__EXERCISE__.
Scan the records for lines with the string "micro". Say how many there are, and add nothing.

__DATA SHOWN__.
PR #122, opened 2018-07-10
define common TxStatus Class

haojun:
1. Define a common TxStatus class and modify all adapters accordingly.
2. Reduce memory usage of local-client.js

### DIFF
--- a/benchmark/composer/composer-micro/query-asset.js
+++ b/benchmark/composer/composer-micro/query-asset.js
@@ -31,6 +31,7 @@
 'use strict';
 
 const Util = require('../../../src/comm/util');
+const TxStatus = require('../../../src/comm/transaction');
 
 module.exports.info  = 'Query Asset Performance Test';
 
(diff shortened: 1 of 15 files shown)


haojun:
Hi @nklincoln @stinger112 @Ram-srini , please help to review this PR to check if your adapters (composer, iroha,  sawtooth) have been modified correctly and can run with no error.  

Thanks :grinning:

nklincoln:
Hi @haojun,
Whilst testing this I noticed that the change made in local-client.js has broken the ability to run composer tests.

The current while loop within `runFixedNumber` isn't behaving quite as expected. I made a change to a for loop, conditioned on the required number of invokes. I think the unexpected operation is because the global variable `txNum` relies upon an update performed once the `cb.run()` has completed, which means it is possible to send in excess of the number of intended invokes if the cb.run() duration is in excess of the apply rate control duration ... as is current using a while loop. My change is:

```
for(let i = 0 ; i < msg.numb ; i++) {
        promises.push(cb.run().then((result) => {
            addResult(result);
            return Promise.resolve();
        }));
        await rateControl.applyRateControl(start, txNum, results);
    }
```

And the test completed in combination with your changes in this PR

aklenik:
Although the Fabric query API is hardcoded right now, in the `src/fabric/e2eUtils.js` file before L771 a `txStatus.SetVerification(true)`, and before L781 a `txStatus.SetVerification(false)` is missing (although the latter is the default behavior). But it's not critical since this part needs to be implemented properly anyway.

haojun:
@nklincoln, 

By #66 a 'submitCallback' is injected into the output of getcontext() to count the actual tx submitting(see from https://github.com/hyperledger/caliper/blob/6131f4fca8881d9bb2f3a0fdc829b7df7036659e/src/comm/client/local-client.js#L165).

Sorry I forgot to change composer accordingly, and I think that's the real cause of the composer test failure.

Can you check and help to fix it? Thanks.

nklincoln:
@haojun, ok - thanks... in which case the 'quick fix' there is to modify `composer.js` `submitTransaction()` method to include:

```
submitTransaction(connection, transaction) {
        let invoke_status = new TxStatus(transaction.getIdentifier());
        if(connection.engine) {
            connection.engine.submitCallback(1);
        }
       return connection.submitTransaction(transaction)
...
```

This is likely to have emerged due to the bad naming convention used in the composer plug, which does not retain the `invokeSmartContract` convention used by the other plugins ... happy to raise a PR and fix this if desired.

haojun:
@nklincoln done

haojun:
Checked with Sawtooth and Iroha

__RESPONSE BELOW__.
2